_PROBLEM DESCRIPTION:_ Copy each line of the material below that includes the string "supertype".

□ □ □ □ □ □ □

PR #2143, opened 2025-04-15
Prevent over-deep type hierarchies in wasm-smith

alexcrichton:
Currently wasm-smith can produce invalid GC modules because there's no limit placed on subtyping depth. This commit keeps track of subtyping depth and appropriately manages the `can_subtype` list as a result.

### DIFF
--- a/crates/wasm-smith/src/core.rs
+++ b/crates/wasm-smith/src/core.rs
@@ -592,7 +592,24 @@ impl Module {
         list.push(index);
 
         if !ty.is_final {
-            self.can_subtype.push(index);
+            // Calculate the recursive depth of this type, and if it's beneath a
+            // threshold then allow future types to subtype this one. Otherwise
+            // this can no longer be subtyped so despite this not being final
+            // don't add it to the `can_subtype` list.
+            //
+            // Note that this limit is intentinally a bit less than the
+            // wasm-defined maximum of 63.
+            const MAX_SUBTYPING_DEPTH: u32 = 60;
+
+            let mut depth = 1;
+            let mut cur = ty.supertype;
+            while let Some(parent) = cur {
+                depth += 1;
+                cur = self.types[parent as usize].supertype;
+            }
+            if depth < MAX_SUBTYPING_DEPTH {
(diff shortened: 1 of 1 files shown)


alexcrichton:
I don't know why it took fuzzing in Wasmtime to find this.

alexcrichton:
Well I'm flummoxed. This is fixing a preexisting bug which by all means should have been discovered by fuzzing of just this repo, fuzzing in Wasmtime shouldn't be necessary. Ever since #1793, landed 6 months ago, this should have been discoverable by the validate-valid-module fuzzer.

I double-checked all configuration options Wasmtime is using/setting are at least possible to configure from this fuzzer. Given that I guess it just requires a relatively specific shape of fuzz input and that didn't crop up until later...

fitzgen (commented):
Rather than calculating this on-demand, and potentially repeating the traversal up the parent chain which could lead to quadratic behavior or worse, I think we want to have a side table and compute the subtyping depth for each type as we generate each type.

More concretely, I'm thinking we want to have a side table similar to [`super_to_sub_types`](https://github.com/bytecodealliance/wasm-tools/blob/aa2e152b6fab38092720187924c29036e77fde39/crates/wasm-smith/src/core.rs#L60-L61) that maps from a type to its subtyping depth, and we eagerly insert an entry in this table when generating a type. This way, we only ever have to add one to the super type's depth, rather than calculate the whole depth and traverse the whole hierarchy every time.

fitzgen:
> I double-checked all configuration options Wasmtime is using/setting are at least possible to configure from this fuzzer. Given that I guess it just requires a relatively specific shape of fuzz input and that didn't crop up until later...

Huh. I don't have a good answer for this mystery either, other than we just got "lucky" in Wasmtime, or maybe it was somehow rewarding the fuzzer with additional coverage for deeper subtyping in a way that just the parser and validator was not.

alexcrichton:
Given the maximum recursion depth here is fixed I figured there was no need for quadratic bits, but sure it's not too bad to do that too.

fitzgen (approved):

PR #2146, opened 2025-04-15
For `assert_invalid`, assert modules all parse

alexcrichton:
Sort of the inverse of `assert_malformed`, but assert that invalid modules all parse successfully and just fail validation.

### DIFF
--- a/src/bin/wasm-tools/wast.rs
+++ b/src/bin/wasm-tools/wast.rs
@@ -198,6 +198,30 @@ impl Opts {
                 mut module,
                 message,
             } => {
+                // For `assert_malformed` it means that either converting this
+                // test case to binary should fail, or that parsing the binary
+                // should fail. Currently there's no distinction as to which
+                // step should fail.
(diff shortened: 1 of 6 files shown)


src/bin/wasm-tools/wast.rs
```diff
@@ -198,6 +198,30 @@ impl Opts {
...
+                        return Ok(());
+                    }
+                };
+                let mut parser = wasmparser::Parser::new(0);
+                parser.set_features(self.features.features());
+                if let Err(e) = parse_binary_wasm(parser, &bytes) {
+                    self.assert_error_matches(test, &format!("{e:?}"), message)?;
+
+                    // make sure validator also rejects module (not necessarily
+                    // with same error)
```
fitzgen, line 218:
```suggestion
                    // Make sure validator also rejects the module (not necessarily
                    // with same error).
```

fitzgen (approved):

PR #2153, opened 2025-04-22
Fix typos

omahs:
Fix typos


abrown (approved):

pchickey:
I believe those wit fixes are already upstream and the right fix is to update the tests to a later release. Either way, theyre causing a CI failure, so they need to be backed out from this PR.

□ □ □ □ □ □ □

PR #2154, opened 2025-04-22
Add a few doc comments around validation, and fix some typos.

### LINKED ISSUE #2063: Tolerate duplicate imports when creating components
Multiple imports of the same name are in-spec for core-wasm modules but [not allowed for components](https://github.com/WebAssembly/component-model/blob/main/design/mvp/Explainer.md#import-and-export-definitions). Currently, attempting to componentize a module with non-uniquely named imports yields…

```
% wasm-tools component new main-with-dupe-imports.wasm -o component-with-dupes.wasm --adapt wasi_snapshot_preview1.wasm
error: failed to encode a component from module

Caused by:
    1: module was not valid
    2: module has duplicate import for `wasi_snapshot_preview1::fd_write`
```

□ □ □ □ □ □ □

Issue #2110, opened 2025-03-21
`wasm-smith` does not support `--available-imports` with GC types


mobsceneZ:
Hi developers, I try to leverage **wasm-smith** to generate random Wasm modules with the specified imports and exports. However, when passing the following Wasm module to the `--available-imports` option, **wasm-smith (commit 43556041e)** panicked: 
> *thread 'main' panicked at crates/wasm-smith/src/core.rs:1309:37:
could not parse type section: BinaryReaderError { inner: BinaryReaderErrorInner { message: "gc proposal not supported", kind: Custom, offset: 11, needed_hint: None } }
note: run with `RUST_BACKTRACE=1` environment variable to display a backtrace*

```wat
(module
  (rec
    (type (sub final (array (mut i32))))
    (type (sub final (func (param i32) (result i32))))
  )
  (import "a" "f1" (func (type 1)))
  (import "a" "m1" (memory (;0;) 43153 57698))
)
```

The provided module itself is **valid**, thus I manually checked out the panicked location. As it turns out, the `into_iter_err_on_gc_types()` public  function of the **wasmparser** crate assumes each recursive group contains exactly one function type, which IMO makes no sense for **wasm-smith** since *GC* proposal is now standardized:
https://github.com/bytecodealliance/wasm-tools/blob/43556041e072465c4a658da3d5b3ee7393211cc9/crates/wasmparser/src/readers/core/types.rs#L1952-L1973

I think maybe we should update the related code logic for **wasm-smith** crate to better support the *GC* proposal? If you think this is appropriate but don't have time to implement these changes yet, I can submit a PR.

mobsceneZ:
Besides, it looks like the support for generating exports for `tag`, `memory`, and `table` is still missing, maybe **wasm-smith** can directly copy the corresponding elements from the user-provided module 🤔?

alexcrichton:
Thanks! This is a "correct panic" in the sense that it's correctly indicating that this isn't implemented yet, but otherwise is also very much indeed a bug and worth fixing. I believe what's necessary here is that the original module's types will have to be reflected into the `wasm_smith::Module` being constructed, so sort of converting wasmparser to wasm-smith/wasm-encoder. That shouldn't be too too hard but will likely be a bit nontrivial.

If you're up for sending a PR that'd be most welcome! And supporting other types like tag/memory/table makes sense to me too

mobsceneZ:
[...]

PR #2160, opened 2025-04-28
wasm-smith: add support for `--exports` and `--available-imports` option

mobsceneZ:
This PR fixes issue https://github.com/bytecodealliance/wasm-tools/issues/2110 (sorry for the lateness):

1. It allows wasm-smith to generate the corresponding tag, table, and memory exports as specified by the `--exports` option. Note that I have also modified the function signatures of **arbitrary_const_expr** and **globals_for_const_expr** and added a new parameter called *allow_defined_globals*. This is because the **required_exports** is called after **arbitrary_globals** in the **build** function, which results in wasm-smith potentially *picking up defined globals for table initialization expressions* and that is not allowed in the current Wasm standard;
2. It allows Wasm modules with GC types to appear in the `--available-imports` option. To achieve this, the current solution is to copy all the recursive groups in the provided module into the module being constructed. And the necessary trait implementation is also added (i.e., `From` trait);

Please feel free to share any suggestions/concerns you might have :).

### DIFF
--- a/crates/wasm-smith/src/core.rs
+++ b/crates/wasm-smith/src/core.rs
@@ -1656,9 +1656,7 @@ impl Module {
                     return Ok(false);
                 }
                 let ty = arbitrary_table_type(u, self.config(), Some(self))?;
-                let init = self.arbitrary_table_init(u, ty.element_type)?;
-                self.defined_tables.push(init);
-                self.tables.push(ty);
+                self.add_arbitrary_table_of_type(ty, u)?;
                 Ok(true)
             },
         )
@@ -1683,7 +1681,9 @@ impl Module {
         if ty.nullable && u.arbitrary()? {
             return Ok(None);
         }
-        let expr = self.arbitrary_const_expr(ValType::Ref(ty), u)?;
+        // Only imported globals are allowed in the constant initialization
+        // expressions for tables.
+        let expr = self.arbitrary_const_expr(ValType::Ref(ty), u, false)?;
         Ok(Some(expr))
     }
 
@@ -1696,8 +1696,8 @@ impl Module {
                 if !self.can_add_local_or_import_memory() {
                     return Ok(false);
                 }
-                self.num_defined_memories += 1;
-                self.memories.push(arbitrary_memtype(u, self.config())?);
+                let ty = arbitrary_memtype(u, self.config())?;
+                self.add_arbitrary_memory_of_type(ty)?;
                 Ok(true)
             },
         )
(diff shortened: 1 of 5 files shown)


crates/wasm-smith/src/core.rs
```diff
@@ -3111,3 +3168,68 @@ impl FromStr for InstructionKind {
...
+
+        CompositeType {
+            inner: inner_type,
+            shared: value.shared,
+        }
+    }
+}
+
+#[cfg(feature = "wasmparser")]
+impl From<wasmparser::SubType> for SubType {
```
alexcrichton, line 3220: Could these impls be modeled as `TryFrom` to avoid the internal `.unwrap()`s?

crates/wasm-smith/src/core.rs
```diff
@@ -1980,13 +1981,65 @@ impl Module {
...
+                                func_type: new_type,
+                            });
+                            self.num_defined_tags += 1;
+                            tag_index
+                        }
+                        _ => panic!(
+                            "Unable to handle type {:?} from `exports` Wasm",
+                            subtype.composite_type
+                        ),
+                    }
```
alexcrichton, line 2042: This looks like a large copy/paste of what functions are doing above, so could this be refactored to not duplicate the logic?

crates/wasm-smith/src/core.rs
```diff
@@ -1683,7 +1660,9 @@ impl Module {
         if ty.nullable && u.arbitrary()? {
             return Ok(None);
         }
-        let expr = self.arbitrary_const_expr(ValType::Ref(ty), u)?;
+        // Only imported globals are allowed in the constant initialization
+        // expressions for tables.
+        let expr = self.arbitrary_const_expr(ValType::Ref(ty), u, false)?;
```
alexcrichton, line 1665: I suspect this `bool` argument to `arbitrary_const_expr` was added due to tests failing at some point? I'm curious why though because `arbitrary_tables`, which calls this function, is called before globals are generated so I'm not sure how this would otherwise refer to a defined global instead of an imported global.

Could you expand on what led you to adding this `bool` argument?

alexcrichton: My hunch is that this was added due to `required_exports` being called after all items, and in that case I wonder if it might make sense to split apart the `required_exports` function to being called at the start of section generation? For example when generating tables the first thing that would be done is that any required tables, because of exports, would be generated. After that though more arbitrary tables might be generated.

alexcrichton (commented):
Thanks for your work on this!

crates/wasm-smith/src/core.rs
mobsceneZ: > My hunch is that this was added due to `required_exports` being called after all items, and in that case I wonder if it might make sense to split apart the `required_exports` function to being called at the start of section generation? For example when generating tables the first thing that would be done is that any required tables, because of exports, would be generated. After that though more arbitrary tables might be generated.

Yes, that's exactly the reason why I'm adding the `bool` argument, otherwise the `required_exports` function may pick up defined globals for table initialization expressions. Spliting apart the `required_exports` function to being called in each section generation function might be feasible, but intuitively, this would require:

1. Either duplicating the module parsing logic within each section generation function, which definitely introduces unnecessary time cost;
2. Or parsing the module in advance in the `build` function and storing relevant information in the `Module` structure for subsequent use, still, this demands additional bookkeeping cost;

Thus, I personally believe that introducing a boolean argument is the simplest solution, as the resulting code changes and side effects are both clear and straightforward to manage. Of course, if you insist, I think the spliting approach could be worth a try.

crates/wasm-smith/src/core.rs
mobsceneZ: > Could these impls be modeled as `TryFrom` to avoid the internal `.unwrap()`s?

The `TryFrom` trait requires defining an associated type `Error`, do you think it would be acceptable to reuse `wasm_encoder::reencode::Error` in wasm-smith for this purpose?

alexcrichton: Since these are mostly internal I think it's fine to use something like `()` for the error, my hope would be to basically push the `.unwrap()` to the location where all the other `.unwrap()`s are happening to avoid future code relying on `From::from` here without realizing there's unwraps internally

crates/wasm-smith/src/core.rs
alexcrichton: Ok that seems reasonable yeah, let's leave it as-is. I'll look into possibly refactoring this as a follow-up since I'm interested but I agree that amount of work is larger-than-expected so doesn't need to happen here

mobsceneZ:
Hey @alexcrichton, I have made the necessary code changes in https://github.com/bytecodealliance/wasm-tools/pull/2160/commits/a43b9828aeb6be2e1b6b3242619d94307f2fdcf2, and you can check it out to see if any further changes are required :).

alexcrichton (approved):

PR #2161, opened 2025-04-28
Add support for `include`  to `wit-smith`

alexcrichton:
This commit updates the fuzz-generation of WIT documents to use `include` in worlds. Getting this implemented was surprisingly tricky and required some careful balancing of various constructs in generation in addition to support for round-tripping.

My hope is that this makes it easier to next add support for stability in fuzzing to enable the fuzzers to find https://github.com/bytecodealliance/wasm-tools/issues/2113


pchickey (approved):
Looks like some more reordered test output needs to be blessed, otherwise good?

□ □ □ □ □ □ □

_RESULT FOR THIS EXERCISE:_
+            let mut cur = ty.supertype;
+                cur = self.types[parent as usize].supertype;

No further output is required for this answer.